Seward’s succinct reply, likely written from his own cabin, is straightforward in its assertion that they should wait for the president, not vice versa. (Presumably, Lincoln’s boat would rendezvous with them at City Point.) That Sumner would dare to so directly oppose Mrs. Lincoln’s wishes speaks to the urgency of the situation and the trust that she placed in his advice. Sumner’s counsel proved unnecessary, as Mrs. Lincoln received a return telegram from Stanton that morning. As Seward’s life was not in danger, Stanton told her, he (Stanton) had sent a telegram to the president acquiescing to the delayed return. Remarkably, the First Lady wired her husband yet again, this time requesting that if he was compelled to return to Washington before she met up with him at City Point, he arrange to return on "some other vessel, [as] we are most uncomfortable on this & would like your boat…."
With the assassination of her husband in April of 1865, the emotionally-unstable Mary Lincoln assumed her place as perhaps the most tragic First Lady in American history. In a note to Sumner written four days before Lincoln’s murder, Mary exclaimed that the news of Lee’s surrender let her rejoice in a "kind & merciful" God (ML to CS, 10 April 1865). One month later, she prepared to leave Washington "broken hearted, with every hope almost in life – crushed" (ML to CS, 09 May 1865).
The April 5th carriage accident ended up saving Seward’s life. When would-be assassin Lewis Powell [Paine] tried to stab Seward on the night of Lincoln’s assassination, his knife blade was deflected by a metal collar Seward was wearing to keep him immobilized. Seward slowly recovered from his wounds and continued to serve as Secretary of State under Lincoln's successor, Andrew Johnson.
Turner, Justin G. and Linda Levitt Turner. Mary Todd Lincoln, Her Life and Letters (NY: Fromm, 1987), pp. 214-215.

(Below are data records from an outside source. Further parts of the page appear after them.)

PR #5659, opened 2021-05-13
DHFPROD-6731: and DHFPROD-6732: Bulk Data Service and Gradle Task to delete jobs data

Elgaeb:
#### Checklist: 
```diff
- Note: do not change the below
```

-  ##### Owner:

- [x] Added Tests
  

- ##### Reviewer:

- [x] Reviewed Tests

### DIFF
--- a/marklogic-data-hub/src/main/resources/ml-modules/root/data-hub/5/impl/jobs.sjs
+++ b/marklogic-data-hub/src/main/resources/ml-modules/root/data-hub/5/impl/jobs.sjs
@@ -22,9 +22,9 @@ const StepDefinition = require("/data-hub/5/impl/stepDefinition.sjs");
 const XS_NAMESPACE = "http://www.w3.org/2001/XMLSchema";
 
 /**
- * 
- * @param flowName 
- * @param jobId 
+ *
+ * @param flowName
+ * @param jobId
  * @returns {object} the Job object (object, not a document node)
  */
 function createJob(flowName, jobId = null ) {
@@ -39,8 +39,8 @@ function createJob(flowName, jobId = null ) {
 
 /**
  * Saves a newly constructed Job; use createJob to both construct and save a Job.
- * 
- * @param job 
+ *
+ * @param job
  */
 function saveNewJob(job) {
   const jobUri = "/jobs/" + job.job.jobId + ".json";
@@ -324,9 +324,9 @@ module.exports = {
 module.exports.updateJob = module.amp(
   /**
    * Only updates the document, does not make any modifications to it, so nothing is returned.
-   * 
+   *
    * @param jobDoc
-   * @returns 
+   * @returns
    */
   function updateJob(jobDoc) {
     const jobId = jobDoc.job.jobId;
@@ -339,3 +339,16 @@ module.exports.updateJob = module.amp(
   }
 );
 
+module.exports.deleteJobs = module.amp(
+  /**
+   * Delete all job and batch document URIs passed in.
+   *
+   * @param jobDocumentURIs URIs of job documents to delete.
+   *
+   */
+  function deleteJobs(jobDocumentURIs) {
+    xdmp.securityAssert("http://marklogic.com/data-hub/privileges/delete-jobs", "execute");
+    for (let uri of jobDocumentURIs) {
+      xdmp.documentDelete(uri);
+    }
+  });
--- a/ml-data-hub-plugin/src/main/groovy/com/marklogic/gradle/DataHubPlugin.groovy
+++ b/ml-data-hub-plugin/src/main/groovy/com/marklogic/gradle/DataHubPlugin.groovy
@@ -144,6 +144,10 @@ class DataHubPlugin implements Plugin<Project> {
                 "This consists of downloading user configuration files (entity models, entity model-based files, flows, and steps) as a zip, " +
                 "deleting all such user configuration files in the project directory, "+
                 "and finally extracting the contents of the downloaded zip into the project directory.")
+        project.task("hubDeleteJobs", type: DeleteJobsTask, group: developGroup,
+            description: "Clears job and batch in the job database older than a given duration " +
+                "specify a duration to retain via -PretainDuration=(duration) " +
+                "(e.g. -PretainDuration=P30D)")
         project.task("hubClearUserData", type: ClearUserDataTask, group: developGroup,
             description: "Clears user data in the staging, final, and job databases, only leaving behind hub and user " +
                 "artifacts. Requires sufficient privilege to be able to clear each of the databases. " +
@@ -232,11 +236,11 @@ class DataHubPlugin implements Plugin<Project> {
             description: "Create a DHF 4 input flow in the project directory")
         project.task("hubRunLegacyFlow", group: legacyFlowGroup, type: RunLegacyFlowTask,
             description: "Run a DHF 4 flow")
-        project.task("hubDeleteJobs", group: legacyFlowGroup, type: DeleteJobsTask,
+        project.task("hubDeleteLegacyJobs", group: legacyFlowGroup, type: DeleteLegacyJobsTask,
             description: "Delete DHF 4 jobs data")
         project.task("hubExportLegacyJobs", group: legacyFlowGroup, type: ExportLegacyJobsTask,
             description: "Export DHF jobs data")
-        project.task("hubImportJobs", group: legacyFlowGroup, type: ImportJobsTask,
+        project.task("hubImportLegacyJobs", group: legacyFlowGroup, type: ImportJobsTask,
             description: "Import DHF 4 jobs data")
 
         ((UpdateIndexesTask)project.tasks.getByName("mlUpdateIndexes")).command = new HubUpdateIndexesCommand(dataHub)
--- a/ml-data-hub-plugin/src/main/groovy/com/marklogic/gradle/task/DeleteJobsTask.groovy
+++ b/ml-data-hub-plugin/src/main/groovy/com/marklogic/gradle/task/DeleteJobsTask.groovy
@@ -17,40 +17,16 @@
 
 package com.marklogic.gradle.task
 
-import com.marklogic.gradle.exception.JobIdsRequiredException
-import com.marklogic.hub.legacy.job.JobDeleteResponse
-import org.gradle.api.tasks.Input
-import org.gradle.api.tasks.Optional
+import com.marklogic.hub.flow.JobManager
 import org.gradle.api.tasks.TaskAction
 
 class DeleteJobsTask extends HubTask {
 
-    @Input
-    @Optional
-    public String jobIds
-
-    String getJobIds() {
-        return jobIds
-    }
-
     @TaskAction
-    void deleteJobs() {
-        if (jobIds == null) {
-            jobIds = project.hasProperty("jobIds") ? project.property("jobIds") : null
-        }
-        if (jobIds == null) {
-            throw new JobIdsRequiredException()
-        }
-
-        println("Deleting jobs: " + jobIds)
-        def jobManager = getJobManager()
-        def dh = getDataHub()
-        if (!isHubInstalled()) {
-            println("Data Hub is not installed.")
-            return
-        }
-        def jobDeleteResponse = jobManager.deleteJobs(jobIds)
-        print jobDeleteResponse
+    void cleanJobsData() {
+        def propName = "retainDuration"
+        def retainDuration = project.hasProperty(propName) ? project.property(propName) : null
+        JobManager jobManager = new JobManager(getHubConfig().newHubClient());
+        jobManager.deleteJobs(retainDuration);
     }
-
 }
--- a/marklogic-data-hub/src/main/java/com/marklogic/hub/flow/JobManager.java
+++ b/marklogic-data-hub/src/main/java/com/marklogic/hub/flow/JobManager.java
@@ -1,0 +1,61 @@
+package com.marklogic.hub.flow;
+
+import com.fasterxml.jackson.databind.ObjectMapper;
+import com.fasterxml.jackson.databind.node.ObjectNode;
+import com.marklogic.client.dataservices.ExecCaller;
+import com.marklogic.client.dataservices.IOEndpoint;
+import com.marklogic.client.io.JacksonHandle;
+import com.marklogic.hub.HubClient;
+
+import java.io.IOException;
+import java.io.InputStreamReader;
+
+public class JobManager {
+
+    private ExecCaller deleteJobsCaller;
+    private ObjectMapper objectMapper = new ObjectMapper();
+
+    public JobManager(HubClient hubClient) {
+        ObjectNode apiNode;
+        final String apiPath = "/ml-modules/root/data-hub/5/data-services/bulk/deleteJobs.api";
+        try (InputStreamReader apiReader = new InputStreamReader(this.getClass().getResourceAsStream(apiPath))) {
+            apiNode = objectMapper.readValue(apiReader, ObjectNode.class);
+        } catch (IOException e) {
+            throw new RuntimeException(
+                    "Unable to find API module " + apiPath + " on classpath; cause: " + e.getMessage(), e);
+        }
+        deleteJobsCaller = ExecCaller.on(hubClient.getJobsClient(), new JacksonHandle(apiNode));
+    }
+
+    public void deleteJobs(String retainDuration) {
+        // See https://stackoverflow.com/a/52645128/535924 for more information about
+        // the duration regex
+        if (retainDuration == null || !retainDuration.matches(
+                "^(-?)P(?=.)((\\d*)Y)?((\\d+)M)?((\\d*)D)?(T(?=\\d)(\\d+H)?(([\\d]+)M)?(([\\d]+(?:\\.\\d+)?)S)?)?$")) {
+            throw new IllegalArgumentException(
+                    "retainDuration must be a duration in the format of PnYnM or PnDTnHnMnS");
+        }
+        ObjectNode endpointConstants = objectMapper.createObjectNode().put("batchSize", 250).put("retainDuration",
+                retainDuration);
+        CapturingErrorListener errorListener = new CapturingErrorListener();
+
+        ExecCaller.BulkExecCaller bulkCaller = this.deleteJobsCaller
+                .bulkCaller(this.deleteJobsCaller.newCallContext().withEndpointConstantsAs(endpointConstants));
+        bulkCaller.setErrorListener(errorListener);
+        bulkCaller.awaitCompletion();
+
+        Throwable throwable = errorListener.throwable;
+        if (throwable != null) {
+            throw new RuntimeException("Unable to delete jobs, cause: " + throwable.getMessage(), throwable);
+        }
+    }
+
+    static class CapturingErrorListener implements ExecCaller.BulkExecCaller.ErrorListener {
+        Throwable throwable;
+        public IOEndpoint.BulkIOEndpointCaller.ErrorDisposition processError(int retryCount, Throwable throwable,
+                IOEndpoint.CallContext callContext) {
+            this.throwable = throwable;
+            return IOEndpoint.BulkIOEndpointCaller.ErrorDisposition.STOP_ALL_CALLS;
+        }
+    }
+}
--- a/marklogic-data-hub/src/main/resources/hub-internal-config/security/amps/deleteJobs.json
+++ b/marklogic-data-hub/src/main/resources/hub-internal-config/security/amps/deleteJobs.json
@@ -1,0 +1,6 @@
+{
+  "local-name" : "deleteJobs",
+  "document-uri" : "/data-hub/5/impl/jobs.sjs",
+  "modules-database" : "%%mlModulesDbName%%",
+  "role" : [ "data-hub-job-internal" ]
+}
--- a/marklogic-data-hub/src/main/resources/hub-internal-config/security/privileges/data-hub-delete-jobs.json
+++ b/marklogic-data-hub/src/main/resources/hub-internal-config/security/privileges/data-hub-delete-jobs.json
@@ -1,0 +1,6 @@
+{
+  "privilege-name": "data-hub-delete-jobs",
+  "action": "http://marklogic.com/data-hub/privileges/delete-jobs",
+  "kind": "execute"
+}
+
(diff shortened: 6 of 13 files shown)


marklogic-data-hub/src/main/resources/ml-modules/root/data-hub/5/bulk-data-services/job/deleteJobs.api
```diff
@@ -0,0 +1,24 @@
+{
+    "endpoint": "/data-hub/5/bulk-data-services/job/deleteJobs.sjs",
```
rjrudin, line 2: We have a data-hub/5/data-services/bulk directory already; let's toss this there as well. We may end up reorganizing those later, but since that directory exists, it's consistent for now to keep using it.

marklogic-data-hub/src/main/resources/ml-modules/root/data-hub/5/impl/jobs.sjs
```diff
@@ -296,3 +296,62 @@ module.exports.updateJob = module.amp(
...
+          cts.collectionQuery([ 'Job' ]),
+          cts.rangeQuery(cts.jsonPropertyReference('jobId'), '=', jobIds)
+        ]);
+        const jobUrisToDelete = cts.uris(null, null, jobUriQuery).toArray();
+        return {
+          urisToDelete: jobUrisToDelete,
+          remaining: remainingJobCount > jobUrisToDelete.length
+        }
+      }
+    }, config.JOBDATABASE));
```
rjrudin, line 348: We don't need to support this running against some other app server - we can assume the client (in this case a Gradle task that we control) is hitting the jobs app server.

ml-data-hub-plugin/src/main/groovy/com/marklogic/gradle/task/CleanJobsDataTask.groovy
```diff
@@ -0,0 +1,84 @@
...
+import com.fasterxml.jackson.databind.node.ObjectNode
+import com.marklogic.client.dataservices.ExecCaller
+import com.marklogic.client.dataservices.IOEndpoint
+import com.marklogic.client.io.JacksonHandle
+import com.marklogic.gradle.exception.RetainDurationRequiredException
+import com.marklogic.hub.MappingManager
+import com.marklogic.hub.scaffold.Scaffolding
+import org.gradle.api.tasks.TaskAction
+
+class CapturingErrorListener implements ExecCaller.BulkExecCaller.ErrorListener {
```
rjrudin, line 30: All of this needs to shift into Java code; we want as little as possible in the Gradle task. All that the Gradle task should do is collect the retainDuration value and call a Java method. 

For the location in src/main/java - while we have a com.marklogic.hub.job package, jobs are really a part of the flow subsystem; i.e. jobs are not separate from flows (the only way to end up with a job is to run a flow; so really, the JobStatus class should move to hub.flow, but that's a separate matter). So let's do com.marklogic.hub.flow.JobManager and add a deleteJobs(retainDuration) method to it. No interface needed either, this isn't yet a public API.

ml-data-hub-plugin/src/test/groovy/com/marklogic/gradle/task/CleanJobsDataTaskTest.groovy
```diff
@@ -0,0 +1,53 @@
+package com.marklogic.gradle.task
```
rjrudin, line 1: This should all be done in JUnit in the ./marklogic-data-hub project as well, where there's better support for writing and running tests too. There's an internal Wiki page with a guide on writing DHF tests.

ml-data-hub-plugin/src/main/groovy/com/marklogic/gradle/DataHubPlugin.groovy
```diff
@@ -145,6 +145,10 @@ class DataHubPlugin implements Plugin<Project> {
                 "This consists of downloading user configuration files (entity models, entity model-based files, flows, and steps) as a zip, " +
                 "deleting all such user configuration files in the project directory, "+
                 "and finally extracting the contents of the downloaded zip into the project directory.")
+        project.task("hubCleanJobsData", type: CleanJobsDataTask, group: developGroup,
```
rjrudin, line 148: The privilege is named "delete-jobs", and the role is "job-deleter", so the expected name for this task would naturally be "hubDeleteJobs". But - we already have such a task, which is specific to DHF 4. 

Now, we have "hubRunLegacyFlow" and also "hubExportLegacyJobs". I'd argue that a DHF 4 user making use of these tasks is already confused that 2 of the 4 "legacy" DHF 4 tasks have the word "Legacy" in them and the other 2 do not. And that's confusing for poor DHF engineers like me, that see "hubDeleteJobs" but have to realize that's actually DHF 4-specific. 

I think we can kill 2 birds with 1 stone here - let's rename hubDeleteJobs/hubImportJobs to hubDeleteLegacyJobs and hubImportLegacyJobs. We'll capture that in our release notes and update the docs - and the docs are already incorrect - https://docs.marklogic.com/datahub/5.4/tools/gradle/gradle-tasks.html - they show "hubExportJobs" instead of "hubExportLegacyJobs", and hubImportJobs isn't even listed. 

We can then call this new task what it should be and what users expect it to be - hubDeleteJobs. And the task is DeleteJobsTask.

ml-data-hub-plugin/src/main/groovy/com/marklogic/gradle/exception/RetainDurationRequiredException.groovy
```diff
@@ -0,0 +1,26 @@
...
+ *  See the License for the specific language governing permissions and
+ *  limitations under the License.
+ *
+ */
+
+package com.marklogic.gradle.exception
+
+import org.gradle.api.GradleException
+
+class RetainDurationRequiredException extends GradleException {
```
rjrudin, line 22: No need for this class; the Java code can just throw an IllegalArgumentException

marklogic-data-hub/src/main/resources/ml-modules/root/data-hub/5/impl/jobs.sjs
```diff
@@ -296,3 +296,62 @@ module.exports.updateJob = module.amp(
...
+
+    hubUtils.deleteDocuments(urisToDelete, config.JOBDATABASE);
```
rjrudin, line 350: Since we can assume that the user is hitting the jobs app server, no need for this either. 

Also, I am thinking that jobs.sjs should have a "deleteJobUris" function that only does this code, and the amp sits on that. The rest of this code can go into the bulk service module. That keeps this module (which I'm not a fan of) from growing more, and it also restricts the amp to the smallest scope possible.

rjrudin (changes requested):
This is a good start, just have comments about naming and moving some code around

ryanjdew:
@rjrudin I believe I've made the changes that you requested. If could review it when you have a moment, that would be great. Thanks!

rjrudin:
Will try this out locally tomorrow morning

marklogic-data-hub/src/main/resources/ml-modules/root/data-hub/5/impl/hub-utils.sjs
```diff
@@ -28,6 +28,14 @@ function deleteDocument(docUri, database) {
   });
 }
 
+function deleteDocuments(docUris, database) {
```
rjrudin, line 31: This can be removed, it's unused now

marklogic-data-hub/src/main/resources/ml-modules/root/data-hub/5/impl/hub-utils/invoke-multiple-delete.sjs
```diff
@@ -0,0 +1,26 @@
+/**
```
rjrudin, line 1: This can be removed, it's unused now

marklogic-data-hub/src/main/resources/ml-modules/root/data-hub/5/impl/jobs.sjs
```diff
@@ -296,3 +296,16 @@ module.exports.updateJob = module.amp(
   }
 );
 
+module.exports.deleteJobDocs = module.amp(
```
rjrudin, line 299: Let's just call this "deleteJobs" - technically, it's deleting Job and Batch docs, so "JobDocs" is a little misleading because it makes the reader think it only deletes Job docs. Also, "deleteJobs" is reasonable because both Job and Batch docs are in a collection named "Jobs".

marklogic-data-hub/src/main/resources/hub-internal-config/security/amps/amps-dhf-delete-job-docs.json
```diff
@@ -0,0 +1,6 @@
+{
```
rjrudin, line 1: See the comment below about calling this deleteJobs - then just call this file deleteJobs.json

rjrudin (changes requested):

marklogic-data-hub/src/main/java/com/marklogic/hub/job/JobDataManager.java
```diff
@@ -0,0 +1,66 @@
...
+import java.io.IOException;
+import java.io.InputStreamReader;
+
+public class JobDataManager {
+    ObjectNode apiObj;
+    String apiPath = "/ml-modules/root/data-hub/5/data-services/bulk/deleteJobs.api";
+    ObjectMapper mapper = new ObjectMapper();
+    HubConfig hubConfig;
+
+    JobDataManager(HubConfig hubConfig) {
```
rjrudin, line 20: Use HubClient instead of HubConfig here; HubConfig is appropriate when we need access to a HubProject. HubClient is much lighter-weight and is good for when you only need to connect to ML.

marklogic-data-hub/src/main/java/com/marklogic/hub/job/JobDataManager.java
```diff
@@ -0,0 +1,66 @@
...
+        this.hubConfig = hubConfig;
+        try (InputStreamReader apiReader = new InputStreamReader(this.getClass().getResourceAsStream(apiPath))) {
+            apiObj = mapper.readValue(apiReader, ObjectNode.class);
+        } catch (IOException e) {
+            throw new RuntimeException(e);
```
rjrudin, line 25: Include a message in the first argument here to explain the context - e.g.

```
throw new RuntimeException("Unable to find API module " + apiPath + " on classpath; cause: " + e.getMessage(), e);
```

marklogic-data-hub/src/main/java/com/marklogic/hub/job/JobDataManager.java
```diff
@@ -0,0 +1,66 @@
...
+        ExecCaller endpoint = ExecCaller.on(jobsClient, new JacksonHandle(apiObj));
+        CapturingErrorListener errorListener = new CapturingErrorListener();
+
+        ExecCaller.BulkExecCaller bulkCaller = endpoint.bulkCaller(endpoint.newCallContext()
+                .withEndpointConstantsAs(endpointConstants));
+        bulkCaller.setErrorListener(errorListener);
+        bulkCaller.awaitCompletion();
+
+        if(errorListener.didThrow()) {
+            throw new RuntimeException(errorListener.getThrowable());
```
rjrudin, line 45: Same thing, need a message here to provide context - e.g. "Unable to delete jobs, cause: "

marklogic-data-hub/src/test/java/com/marklogic/hub/dataservices/job/DeleteJobsTest.java
```diff
@@ -0,0 +1,129 @@
...
+import java.io.InputStreamReader;
+import java.io.Reader;
+import java.text.MessageFormat;
+import java.util.Arrays;
+import java.util.stream.Collectors;
+
+import static org.junit.jupiter.api.Assertions.assertEquals;
+import static org.junit.jupiter.api.Assertions.fail;
+
+public class DeleteJobsTest extends AbstractHubCoreTest {
```
rjrudin, line 31: I don't see any need for this test - we don't expect anyone to use the DS directly, we expect clients to all use JobDataManager. So we only need to test that class, with that class handling all of the DS plumbing for us. Also avoids duplicating things like the error listener below.

marklogic-data-hub/src/test/java/com/marklogic/hub/dataservices/job/DeleteJobsTest.java
```diff
@@ -0,0 +1,129 @@
...
+    }
+
+    @BeforeEach
+     void beforeEach() throws IOException {
+        Reader apiReader = new InputStreamReader(this.getClass().getResourceAsStream(apiPath));
+        apiObj = mapper.readValue(apiReader, ObjectNode.class);
+        setupAndRunFlow();
+    }
+
+    protected int getCollectionCount(DatabaseClient client, String... collections) {
```
rjrudin, line 63: Should be able to use getDocCount or getJobsDocCount or getJobDocCount or getBatchDocCount

marklogic-data-hub/src/test/java/com/marklogic/hub/dataservices/job/DeleteJobsTest.java
```diff
@@ -0,0 +1,129 @@
...
+            Arrays.stream(collections).map(c -> "'" + c + "'").collect(Collectors.joining(","))
+        );
+        return Integer.parseInt(client.newServerEval().javascript(query).evalAs(String.class));
+    }
+
+    protected void setupAndRunFlow() {
+        installProjectInFolder("test-projects/simple-custom-step");
+        new ReferenceModelProject(getHubClient()).createCustomerInstance(new Customer(1, "Jane"), "staging");
+
+        RunFlowResponse response = runFlow(new FlowInputs("simpleCustomStepFlow"));
```
rjrudin, line 74: Can use runSuccessfulFlow, which will verify that the flow succeeded for you

marklogic-data-hub/src/test/java/com/marklogic/hub/dataservices/job/DeleteJobsTest.java
```diff
@@ -0,0 +1,129 @@
...
+        deleteJobs("P1D");
+        int count = getCollectionCount(getHubClient().getJobsClient(), "Jobs");
+        assertEquals(2, count, "Jobs database should have 2 job and batch documents");
+    }
+
+    @Test
+    void testAsUserWhoCannotDeleteJobs() throws Throwable {
+        runAsDataHubOperator();
+        try {
+            deleteJobs("PT0S");
```
rjrudin, line 117: I think you can use verifyUserIsForbiddenTo, which is in HubTestBase

marklogic-data-hub/src/test/java/com/marklogic/hub/job/JobDataManagerTest.java
```diff
@@ -0,0 +1,56 @@
...
+import static com.marklogic.client.io.DocumentMetadataHandle.Capability.EXECUTE;
+import static org.junit.jupiter.api.Assertions.assertEquals;
+import static org.junit.jupiter.api.Assertions.assertThrows;
+
+public class JobDataManagerTest extends AbstractHubCoreTest {
+
+    @BeforeEach
+    public void setup(){
+        runAsAdmin();
+        clearDatabase(getHubClient().getStagingClient());
```
rjrudin, line 19: No need to do these 3 lines of code, the parent class does this for you automatically

ml-data-hub-plugin/src/main/groovy/com/marklogic/gradle/task/DeleteJobsTask.groovy
```diff
@@ -17,40 +17,20 @@
...
-        if (jobIds == null) {
-            jobIds = project.hasProperty("jobIds") ? project.property("jobIds") : null
-        }
-        if (jobIds == null) {
-            throw new JobIdsRequiredException()
+    void cleanJobsData() {
+        def propName = "retainDuration"
+        def retainDuration = project.hasProperty(propName) ? project.property(propName) : null
+        if (retainDuration == null) {
+            throw new RetainDurationRequiredException()
```
rjrudin, line 31: Just throw a GradleException here with the desired message - there's no value in the indirection from a separate class that won't ever be used except by this task class.

rjrudin (changes requested):

marklogic-data-hub/src/main/resources/hub-internal-config/security/amps/amps-dhf-delete-jobs.json
```diff
@@ -0,0 +1,6 @@
+{
```
rjrudin, line 1: Can you also name the file "deleteJobs.json" for consistency with the other amps?

marklogic-data-hub/src/main/resources/ml-modules/root/data-hub/5/impl/jobs.sjs
```diff
@@ -296,3 +296,16 @@ module.exports.updateJob = module.amp(
   }
 );
 
+module.exports.deleteJobs = module.amp(
```
rjrudin, line 299: Something to consider during beta testing is whether this should become a public API; it might be nice to expose this for Pari to make use of however she wants. I think we'd put it under data-hub/public/flow/jobApi.sjs, something like that.

marklogic-data-hub/src/test/java/com/marklogic/hub/dataservices/job/DeleteJobsTest.java
rjrudin: I think this test should still be merged with JobDataManagerTest - I would call the merged test "DeleteJobsTest". I don't think there's any value in having all this duplicated Bulk IO plumbing here, as JobDataManager takes care of all that.

rjrudin (changes requested):

rjrudin:
I'm working on changes based on the comments I made on this

rjrudin:
@Elgaeb  @ryanjdew  I submitted a PR at https://github.com/Elgaeb/marklogic-data-hub/pull/1 with the changes based on my comments. DeleteJobsTest is passing for me locally.

If those work for you, squash merge those with the other 2 commits in this PR, then rebase off develop, and I'll approve.

rjrudin:
I'd still like the tests to be merged as shown in https://github.com/Elgaeb/marklogic-data-hub/pull/1 , which removes the duplication of Bulk IO code as well.

ryanjdew (approved):

ryanjdew:
@rjrudin Your changes have been incorporated.

rjrudin (approved):

Sanjeevani19 (commented):
@ryanjdew @elgaeb the data-hub build is continuously failing on this PR, https://jenkins.marklogic.com/blue/organizations/jenkins/Datahub_CI/detail/PR-5659/45/pipeline, the logs show Some UI dependencies are missing, Could you run npm run lint . -- --fix and see if that fixes the build, If not the other approach would be to close this PR and open a new one

ngodugu-marklogic:
> @ryanjdew @Elgaeb the data-hub build is continuously failing on this PR, https://jenkins.marklogic.com/blue/organizations/jenkins/Datahub_CI/detail/PR-5659/45/pipeline, the logs show Some UI dependencies are missing, Could you run npm run lint . -- --fix and see if that fixes the build, If not the other approach would be to close this PR and open a new one

@ryanjdew @Elgaeb Also this PR seems to have 2 commits, can you please squash them

ml-data-hub-plugin/src/main/groovy/com/marklogic/gradle/task/DeleteJobsTask.groovy
```diff
@@ -17,40 +17,16 @@
...
-        if (!isHubInstalled()) {
-            println("Data Hub is not installed.")
-            return
-        }
-        def jobDeleteResponse = jobManager.deleteJobs(jobIds)
-        print jobDeleteResponse
+    void cleanJobsData() {
+        def propName = "retainDuration"
+        def retainDuration = project.hasProperty(propName) ? project.property(propName) : null
+        JobDataManager jobDataManager = new JobDataManager(getHubConfig().newHubClient());
```
rahulvudutala, line 29: This should be 
`JobManager jobManager = new JobManager(getHubConfig().newHubClient());
        jobManager.deleteJobs(retainDuration);`

rahulvudutala (changes requested):

ml-data-hub-plugin/src/main/groovy/com/marklogic/gradle/task/DeleteJobsTask.groovy
ryanjdew: @rahulvudutala Thanks for catching that.

ryanjdew (dismissed):

rahulvudutala (approved):

ml-data-hub-plugin/src/main/groovy/com/marklogic/gradle/task/DeleteJobsTask.groovy
```diff
@@ -17,40 +17,16 @@
...
-        println("Deleting jobs: " + jobIds)
-        def jobManager = getJobManager()
-        def dh = getDataHub()
-        if (!isHubInstalled()) {
-            println("Data Hub is not installed.")
-            return
-        }
-        def jobDeleteResponse = jobManager.deleteJobs(jobIds)
-        print jobDeleteResponse
+    void cleanJobsData() {
```
rjrudin, line 26: I'm approving, and I'll submit a separate PR with a test in place for this - I think we just need a simple smoke test to make sure it compiles, basically.

rjrudin (dismissed):

rjrudin (dismissed):

rahulvudutala (approved):

rahulvudutala (changes requested):
The existing JobDeleteTaskTest should be refactored as LegacyJobDeleteTaskTest and the test should be running hubDeleteLegacyJobs task in the test instead of hubDeleteJobs.

ngodugu-marklogic:
@ryanjdew @Elgaeb Any update on this PR. Can we please address the changes requested and merge the PR.

ryanjdew (approved):

ryanjdew:
@rahulvudutala The hubDeleteLegacyJobs test has been updated.

rjrudin (approved):

rahulvudutala (approved):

The President will surely return with as little delay as possible. We must all do as he does. It would not be advisable for us to remain behind.

I think the President is probably on his way now.

Mr Stanton’s des [2] patch is very positive. Mr Seward is dangerously injured.

You might acknowledge Mr Stanton’s despatch, & say that you will wait for the President here.

I fear Mr Seward must be badly hurt. Were his injuries slight [3] you would have had another despatch. I hope for the best; but we must all act according to the despatch received.

The more I think of it, the more I feel that we must wait for the President.